Task details ->
Copy the listing that follows, line for line, without a single difference.

Material provided ->
PR #45, opened 2022-01-26
Allow inheritors of base contract to set their version correctly

### LINKED ISSUE #44: Invalid contract name for cw721-metadata-onchain
Currently metadata-onchain contract returns same cw721-base package name, but should be return its [crates name](https://crates.io/crates/cw721-metadata-onchain) : `crates.io:cw721-metadata-onchain`.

Written answer ->
PR #45, opened 2022-01-26
Allow inheritors of base contract to set their version correctly

### LINKED ISSUE #44: Invalid contract name for cw721-metadata-onchain
Currently metadata-onchain contract returns same cw721-base package name, but should be return its [crates name](https://crates.io/crates/cw721-metadata-onchain) : `crates.io:cw721-metadata-onchain`.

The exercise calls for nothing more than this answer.